It's A Bird! It's A Plane! No, It's The Conductor!

It's A Bird! It's A Plane! No, It's The Conductor!
This post was published on the now-closed HuffPost Contributor platform. Contributors control their own work and posted freely to our site. If you need to flag this entry as abusive, send us an email.

Okay, music lovers: here's a riddle for you.

What orchestra conductor is both down-to-earth and up in the air?

If you answered Jim Orent, music director of the Brockton Symphony Orchestra and frequent guest conductor of the Boston Pops, you'll be exactly right.

What makes Orent down-to-earth? Unlike many people in his field, he sidesteps the cult of personality that many conductors create for themselves. He's a musician's musician--a regular guy who happens to be a world-class violinist, singer, and, of course, conductor.

"I'm a lifelong student of conducting from the instrumentalist's and singer's perspective," Orent says over dinner prior to a Brockton Symphony rehearsal.

"Decades of direct feedback from my world class colleagues have guided me in honing my craft. It works for them, and it works for me."

Okay, that's the down-to-earth part but what's this business about up in the air?

Orent doesn't just conduct for a living. He's also an airline pilot who has flown for decades and a dedicated skydiver with more than 300 jumps to his credit.

"The parallels between flying a plane and conducting an orchestra are endless," Orent says. "For example, if you get off-track, in both cases you've got to simultaneously figure out where you are right now and get back heading in the right direction, while at the same time keeping the bigger picture, of your final destination, forefront in your mind."

Orent says fate guided him toward conducting and flight, both vertical and horizontal, as a combined career path.

These are simply the things he loves to do, so he does them.

A decade ago, Orent was guest conducting for the Brockton Symphony, which had just embarked on a multi-year program to replace its prior music director. After just one concert, however, the orchestra administration offered him the role of primary conductor.

He accepted, and has never looked back.

Brockton, Massachusetts is a former manufacturing town damaged economically when the shoe industry left New England in search of cheaper labor. Nevertheless, Brockton's orchestra, founded almost 70 years ago, survived, and offers residents and any interested parties an opportunity to hear great music without making the drive into Boston.

The prices are a lot cheaper, too.

"You can buy a ticket to the Brockton Symphony Orchestra for less than it costs to park your car near Symphony Hall in Boston," Orent notes.

Indeed, the top ticket for the Brockton Symphony Orchestra is $25, but if you're 18 or under, stroll right in--no charge.

Orent frequently guest conducts the Boston Pops, which is always a deeply meaningful experience, because he "grew up," as he puts it, in Symphony Hall.

"Stanley Benson, my violin teacher and a Brockton native himself, played for the BSO," he says. "So when I conduct the Pops, I often point to the seats in the first balcony where I used to sit when I was a kid. The people in those seats always love it when I do that.

"And I ask our audience, which young person in those balcony seats will be joining us on stage here in Symphony Hall, as a member of the orchestra, as a singer, or perhaps as a conductor?' And I'm completely serious about that question."
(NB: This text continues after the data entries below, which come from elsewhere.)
PR #2494, opened 2019-06-16
Update minimum value of *input script command.

Emistry:
### Pull Request Prelude

### Changes Proposed
All `input()` shall have default values, especially old scripts. 
Maybe consider to set all parameter for `input()` as mandatory?

**How to reproduce:** 
https://github.com/HerculesWS/Hercules/blob/stable/conf/map/script.conf
```
 'input_min_value:  <any negative value> 
```
talk to any NPC that use `input()` to exchange item/zeny/points and enter negative values to cause the exploit. (Ex:  `points = (points - (-amount)); ` became  `points = (points + amount); `

**Issues addressed:** 
- avoid potential hacks for old scripts that use `input()` script commands. 
- One of the example:  _there are alot more scripts to list, I will just pick one_
https://github.com/HerculesWS/Hercules/blob/stable/npc/other/arena/arena_room.txt#L1008-L1035
- It prompt user to input value, but the value could be negative (due to https://github.com/HerculesWS/Hercules/pull/2375) and create exploits where they could farm the `arena_points` or `Zeny` in other scripts.
- some of the script are safe due to it has negative value validation, but a lot scripts didn't have the validation.

**Other Issue:** 
- Previously, `input()` doesn;t allow negative, so I am not sure why some NPC does/doesn't check for negative value. Hence it might affect minor NPC that has the if-else checking for negative value.

### DIFF
--- a/npc/airports/airships.txt
+++ b/npc/airports/airships.txt
@@ -491,9 +491,8 @@ airplane,50,66,5	script	Apple Merchant#airplane	4_M_04,{
 			" '0' to cancel your order.");
 		next;
 		while (1) {
-			input .@input;
-			.@pay = .@input * 15;
-			if (.@input == 0) {
+			input(.@input);
+			if (.@input <= 0) {
 				mes("[Fruitz]");
 				mes("Thanks for stopping\r"
 					"by my shop. Farewell!");
@@ -502,7 +501,7 @@ airplane,50,66,5	script	Apple Merchant#airplane	4_M_04,{
 					"Apple to snack on~");
 				close;
 			}
-			else if (.@input < 1 || .@input > 500) {
+			if (.@input > 500) {
 				mes("[Fruitz]");
 				mes("You've entered a number\r"
 					"higher than the maximum\r"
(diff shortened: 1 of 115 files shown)


HerculesWSAPI:
This change is [Reviewable](https://reviewable.io/reviews/herculesws/hercules/2494)

dastgirp:
Didnt we had restriction for this before? 
I think it would be better to not allow negative value Unless specified in input

Emistry:
But this issue only happen if `input_min_value` are set to negative. 
so if anyone changed it into negative value, and use `input(.@value);` without define the `min` and `max`, then it might cause issue.
although this could be said as "user fault" but the old script that use `input()` are the culprit, those script mostly doesn't define the value of `min` and `max`.

I think a safety way to use `input()` would be change the script command into `input(min, max)` where `min max` are mandatory field.

4144:
I think it was merged incomplete negative value implimentation.
Correct way is control negatives in ``input``
As simple half fix probably need add optional parameters to input with allowed limits. And by default without negative values

MishimaHaruna:
I edited the pull request and removed the minimum bound where it's not necessary (wherever a negative value is already explicitly or implicitly handled by the script).
In many cases I also changed the `== 0` checks to be `<= 0`.

PR #2523, opened 2019-08-25
Name partial match

MishimaHaruna:
### Pull Request Prelude

### Changes Proposed

When the `partial_name_scan` setting is enabled, it currently affects various name lookups done in source and script, even where it is not safe to do so and a complete match would be necessary.

This PR limits the partial match to atcommands and player/client commands, where it's safe to do so.


HerculesWSAPI:
This change is [Reviewable](https://reviewable.io/reviews/herculesws/hercules/2523)

src/map/map.c
```diff
@@ -2268,46 +2268,45 @@ static struct map_session_data *map_charid2sd(int charid)
...
 	nicklen = strlen(nick);
 	iter = mapit_getallusers();
 
 	found_sd = NULL;
 	for (sd = BL_UCAST(BL_PC, mapit->first(iter)); mapit->exists(iter); sd = BL_UCAST(BL_PC, mapit->next(iter))) {
-		if( battle_config.partial_name_scan )
-		{// partial name search
-			if( strnicmp(sd->status.name, nick, nicklen) == 0 )
-			{
+		if (battle_config.partial_name_scan && allow_partial) {
```
4144: i not sure, but probably if better move outside of ``for`` for better performance

MishimaHaruna: Done, thank you

PR #2547, opened 2019-10-04
Dehardcode DB files path

guilherme-gm:
### Pull Request Prelude

### Changes Proposed

This pull request aims at dehardcoding all `db/*` file paths, allowing users to change which folder to load the database files from. It applies to all files used by char and map servers.

For char-server, the `db_path` global variable in `char.c` got moved to the `chr` interface in `char.h` so it is possible to use it in other files.

**Issues addressed:** 
None, as far as I know

Special thanks to @4144 for giving me some ideas

### DIFF
--- a/conf/common/map-index.conf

Shuttling between the two orchestras makes Orent aware of how difficult it is for his Brockton group to get things done on a relative shoestring budget.
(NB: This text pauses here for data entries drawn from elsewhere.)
PR #2555, opened 2019-10-09
Fixes close merchant vending

### LINKED ISSUE #2554: Failed in closing vending.

### Issue Prelude

### Description
When trying to close a vending, the character freezes and can no longer move. It looks like the store is not closing properly, because when you use @refresh the store reappears even though it has been closed.

PACKETVER used: 20180404 or 20181212

### Steps To Reproduce The Issue
1. Create a store using the MC_VENDING skill (ID: 41).
2. Then close the vending.
3. At this stage your character will no longer be able to walk, he will be "frozen".
4. Use the @refresh command and notice that the Vending is still open.

**Branch(es):**
- [x] master
- [x] other

### Hercules rev. hash/commit:
Git revision src: https://github.com/HerculesWS/Hercules/commit/d026e28fd78f60dfa21da381f17f2a8cc9ae3d11

guilherme-gm:
### Pull Request Prelude

### Changes Proposed

This PR removes some checks that were preventing players to close their vending (from merchant skill). The issue was basically because we had a check that prevented a player in any trading state (including vending) to close it.

I also removed the check for a dead player, because the client itself allows that, and the same problem would happen.

**Issues addressed:** 
Fixes #2554 

### DIFF
--- a/src/map/clif.c
+++ b/src/map/clif.c
@@ -14298,7 +14298,7 @@ static void clif_parse_CloseVending(int fd, struct map_session_data *sd) __attri
 /// 012e
 static void clif_parse_CloseVending(int fd, struct map_session_data *sd)
 {
-	if (pc_istrading(sd) || pc_isdead(sd))
+	if (sd->npc_id || sd->state.buyingstore || sd->state.trading)
 		return;
 
 	vending->close(sd);


HerculesWSAPI:
This change is [Reviewable](https://reviewable.io/reviews/herculesws/hercules/2555)

src/map/clif.c
```diff
@@ -14298,7 +14298,7 @@ static void clif_parse_CloseVending(int fd, struct map_session_data *sd) __attri
 /// 012e
 static void clif_parse_CloseVending(int fd, struct map_session_data *sd)
 {
-	if (pc_istrading(sd) || pc_isdead(sd))
+	if (sd->npc_id || sd->state.buyingstore || sd->state.trading)
```
4144: probably better leave pc_isdead? Or you think dead players should close vending too?

guilherme-gm: The original client allows you to close it while dead (tested on 2018-10), so if we keep the pc_isdead check, we will prevent them from closing while dead (although the client would still close it, as it doesn't wait for an ACK), a player could close it while dead and when they respawn the shop would be open again (client-side wise), which is a wrong behaviour.

I haven't tried, but I think adding a check that prevents them from closing while dead would also cause issues with a priest using ressurrect, example (not tested, just an idea):
- merchant dies
- merchant clicks on close (client shows it as closed / server doesn't close it)
- priest ressurrects player
- merchant still has the vending state, thus couldn't walk, but they doesn't have an open shop in their UI -> player gets stuck = bug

"Our Brockton musicians come to me and they'll name a piece they want to perform," he says. "While I admire them for thinking big, they often don't know the cost of performance rights, performance materials (sheet music and score), personnel fees for hiring extra musicians, or how much it will cost to rent specific instruments that we'll need for that piece. We do what we can."

They do a lot, actually. Most community orchestras--at least the ones that still exist, because many have folded in recent years--simply cannot pull together to do some of the major symphonic "war horses"--the Tchaikovsky Violin Concerto or Brahms First Symphony, to name two. At Brockton? No problem--those pieces constituted the first program of the current season.
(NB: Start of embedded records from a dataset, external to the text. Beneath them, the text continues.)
Issue #2349, opened 2019-01-04
mysql 8 throw error on varchar(255) table creation on myisam engine


AnnieRuru:
**Describe the bug**
mysql 8 doesn't allow table creation with varchar(255) on myisam engine
https://stackoverflow.com/questions/1814532/1071-specified-key-was-too-long-max-key-length-is-767-bytes
https://stackoverflow.com/questions/20014106/how-to-create-this-table-1071-specified-key-was-too-long-max-key-length-is/42497309

**To Reproduce**
1. install mysql 8
2. run sql-files/main.sql

**Expected behavior**
.........

**Screenshots**
![mysql8](https://raw.githubusercontent.com/AnnieRuru/customs/master/screenshots/mysql8.png)

**System specs (please complete the following information):**
 - OS: [e.g. windows 7, 64-bit]
 - Hercules Version [e.g. v2019.01.01]
 - Mode: [renewal]
 - Packet version: _still setting up test server_
 - Client type: _still setting up test server_

**Plugins used or source modifications**
_still setting up test server_

**Additional context**
https://github.com/rathena/rathena/issues/3093

dastgirp:
@4144 @Helianthella

PR #2583, opened 2019-11-22
Fix for https://github.com/HerculesWS/Hercules/issues/2349.

Kenpachi2k13:
### Pull Request Prelude

### Changes Proposed

ipban_log() only inserts the first 3 octets of an IP and an asterisk for last one, so we can set the columns length of `list` in `ipbanlist` table to 13.

**Issues addressed:** #2349


sql-files/upgrades/2019-11-22--23-58.sql
```diff
@@ -0,0 +1,23 @@
...
+-- but WITHOUT ANY WARRANTY; without even the implied warranty of
+-- MERCHANTABILITY or FITNESS FOR A PARTICULAR PURPOSE.  See the
+-- GNU General Public License for more details.
+--
+-- You should have received a copy of the GNU General Public License
+-- along with this program.  If not, see <http://www.gnu.org/licenses/>.
+
+
+ALTER TABLE `ipbanlist` MODIFY `list` VARCHAR(13) NOT NULL DEFAULT '';
+INSERT INTO `sql_updates` (`timestamp`) VALUES (1574463539);
```
dastgirp: add this in main.sql too

Kenpachi2k13: My mistake, sorry. Done!

4144:
in this pr also useless merge commit

pazkero:
Question, some custom plugins which I've saw on the forums add a command called "@ipban", for example, which is a non-automatic way of adding IP Bans.

An IP official length is 15 or 16 (xxx.xxx.xxx.xxx). Wouldn't this cause issues when IP bans are not done automatically? (Also, in some rather specific cases, it might be a desired behavior to ban only the specific IP. Yes, I am aware of how dynamic IP works and why we usually use a star.)

TL;DR Doesn't this causes issues or SQL errors if there are IP Bans of length 15?

dastgirp:
@pazkero 
If you see the source, we always add only 3 octet and wildcard

**ipban.c:**
```c
if (SQL_ERROR == SQL->Query(ipban->sql_handle, "INSERT INTO `%s`(`list`,`btime`,`rtime`,`reason`) VALUES ('%u.%u.%u.*', NOW() , NOW() +  INTERVAL %u MINUTE ,'Password error ban')",
			ipban->dbs->table, p[3], p[2], p[1], login->config->dynamic_pass_failure_ban_duration))
```

As you can see here, the value inserted is `'%u.%u.%u.*'`.

I don't know why this is done. Also for custom source, I guess you would need to manually change sql for now. I will open the issue on your behalf as you have mentioned it.

PR #2585, opened 2019-11-23
Update packets up to 2019-12-11

4144:
### Pull Request Prelude

### Changes Proposed
Update packets table up to 2019-12-11.
Update shuffle packets up to 2019-12-11.
Update packets keys up to 2019-12-11.
Update packet ZC_NOTIFY_EFFECT3 to new version.
Update packet CZ_SE_CASHSHOP_OPEN to new version.
Add script function specialeffectnum.


src/map/script.c
```diff
@@ -15815,6 +15815,56 @@ static BUILDIN(specialeffect)
 	return true;
 }
 
+/*==========================================
+ * Special effects with num [4144]
+ *------------------------------------------*/
+static BUILDIN(specialeffectnum)
+{
```
Kenpachi2k13: Maybe add something like this to prevent misuse of the command.
```
#if PACKETVER < 20191127
	ShowError("buildin_specialeffectnum: %s needs at least PACKETVER 20191127. You are using %d.", script->getfuncname(st), PACKETVER);
	st->state = END;
	return false;
#endif
```

doc/script_commands.txt
```diff
@@ -6231,6 +6231,15 @@ Example usage:
 
 ---------------------------------------
 
+*specialeffectnum(<effect number>, <num1>, <num2>{, <send_target>{, <unit id>{, <account id>}}})
+*specialeffectnum(<effect number>, <num1>, <num2>{, <send_target>{, "<NPC Name>"{, <account id>}}})
+
```
Kenpachi2k13: Please explain how `<num1>` and `<num2>` should be used.

src/map/script.c
4144: i think terminate script if something not supported is bad idea. because this is only effect, better ignore it as now

doc/script_commands.txt
4144: it always effect depend. num1 and num2 combined into int64 and then sent to effect function

Kenpachi2k13: Okay, I see...

src/map/script.c
Kenpachi2k13: At least print a warning, to notify the user that something is wrong.

4144: about error. here exists clients older than 2006?
because this packet not supported only in 2006 versions older than 2006

Kenpachi2k13: I just noticed your PACKETVER switch in `clif_specialeffect_value`. Just nevermind my change request...

doc/script_commands.txt
```diff
@@ -6231,6 +6231,15 @@ Example usage:
...
+Works same as specialeffect but also send effect numbers to client.
+For PACKETVER >= 20191127 support two numbers (num1, num2).
+For older packet versions only num1 supported.
```
dastgirp: Any info on what num2 affects?

4144: num2 is high dword of num. Script engine not support int64, because this here num and num2. Inside packet its one int32 or one int64 depend on packet version

PR #2586, opened 2019-11-24
Implement support for switching madogear type

Asheraf:
### Pull Request Prelude

### Changes Proposed
Support for the new mado gear outfit.

### DIFF
--- a/doc/script_commands.txt
+++ b/doc/script_commands.txt
@@ -4378,7 +4378,7 @@ falcon and false if they don't.
 
 ---------------------------------------
 
-*setmount({<flag>})
+*setmount({<flag>{, <type>}})
 *checkmount()
 
 If <flag> is MOUNT_NONE this command will remove the mount from the
@@ -4413,6 +4413,12 @@ The following flag values are accepted:
 
 Unlike 'setfalcon' and 'setcart' this will not work at all if they aren't of a
 class which can ride a mount.
+
+For clients PACKETVER_MAIN_NUM >= 20191120 || PACKETVER_RE_NUM >= 20191106
+you can pass a <type> flag which specifies the madogear wanted.
+The Available types:
+	MADO_ROBOT
+	MADO_SUITE
 
 The accompanying function will return MOUNT_NONE if the invoking
 character is not on a mount, and a non-zero value (according to the
--- a/src/map/atcommand.c
+++ b/src/map/atcommand.c
@@ -4212,12 +4212,19 @@ ACMD(mount_peco)
 		return true;
 	}
 	if ((sd->job & MAPID_THIRDMASK) == MAPID_MECHANIC) {
+		int mtype = MADO_ROBOT;
+		if (!*message)
+			sscanf(message, "%d", &mtype);
+		if (mtype < MADO_ROBOT || mtype >= MADO_MAX) {
+			clif->message(fd, msg_fd(fd, 173)); // Please enter a valid madogear type.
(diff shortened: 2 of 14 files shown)


src/map/skill.c
```diff
@@ -9433,7 +9433,7 @@ static int skill_castend_nodamage_id(struct block_list *src, struct block_list *
 		case NC_SELFDESTRUCTION:
 			if (sd) {
 				if (pc_ismadogear(sd))
-					 pc->setmadogear(sd, false);
+					 pc->setmadogear(sd, false, 0);
```
4144: probably here need replace 0 to enum value?

src/map/script.h
```diff
@@ -551,6 +551,16 @@ enum siege_type {
...
 };
 
+/**
+ * Types of MadoGear
+ */
+enum mado_type {
+	MADO_ROBOT = 0x00,
+	// unused  = 0x01,
+	MADO_SUITE = 0x02,
+	MADO_MAX
```
4144: here probably better add ``#ifndef MADO_MAX ...``

doc/script_commands.txt
```diff
@@ -4414,6 +4414,9 @@ The following flag values are accepted:
 Unlike 'setfalcon' and 'setcart' this will not work at all if they aren't of a
 class which can ride a mount.
 
+For clients PACKETVER_MAIN_NUM >= 20191120 || PACKETVER_RE_NUM >= 20191106
+you can pass a type flag which specifies the madogear wanted.
```
Emistry:
```suggestion
you can pass a <type> which specifies the madogear wanted.
```

Emistry: perhaps list the madogear type too? 

sometime I find that its troublesome / less user friendly because had to browse `script.c` or the `doc/constants` just to find the constants which user may or may not know what are the constants name to begin with.

src/map/script.c
```diff
@@ -10688,6 +10691,8 @@ static BUILDIN(setmount)
 	if (script_hasdata(st,2))
 		flag = script_getnum(st,2);
 
+	enum mado_type mtype = script_hasdata(st, 3) ? script_getnum(st, 3) : MADO_ROBOT;
```
Emistry: what if they pass any number other than `MADO_ROBOT` and `MADO_SUITE`? 
which the madogear types doesn't exists or undefined.

src/map/atcommand.c
```diff
@@ -4212,12 +4212,19 @@ ACMD(mount_peco)
 		return true;
 	}
 	if ((sd->job & MAPID_THIRDMASK) == MAPID_MECHANIC) {
+		int mtype = MADO_ROBOT;
+		if (!*message)
+			sscanf(message, "%d", &mtype);
+		if (mtype < MADO_ROBOT || mtype >= MADO_MAX) {
```
Emistry: what if they pass any number other than MADO_ROBOT and MADO_SUITE?
which the madogear types doesn't exists or undefined.

src/map/script.c
Asheraf: We check for valid type in `mtype < MADO_ROBOT || mtype >= MADO_MAX` and show an error, anything else is handled by the client, for Gravity's clients they default anything that is not valid to 0 which is robo mado.

src/map/atcommand.c
Asheraf: same as previous comment.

"It's an opportunity for audience members to hear great works right in their own hometown," Orent says. "It's also an opportunity for musicians to play some of the great pieces that they might not otherwise have a chance to perform, so everybody wins."

The next performance of The Brockton Symphony Orchestra takes place on Sunday, March 12th at the Christ Congregational Church in Brockton and features the American premiere of composer William Perry's Two Dance Pieces For Trumpet and Orchestra, featuring Wayne King, the beloved principal trumpet of the ensemble.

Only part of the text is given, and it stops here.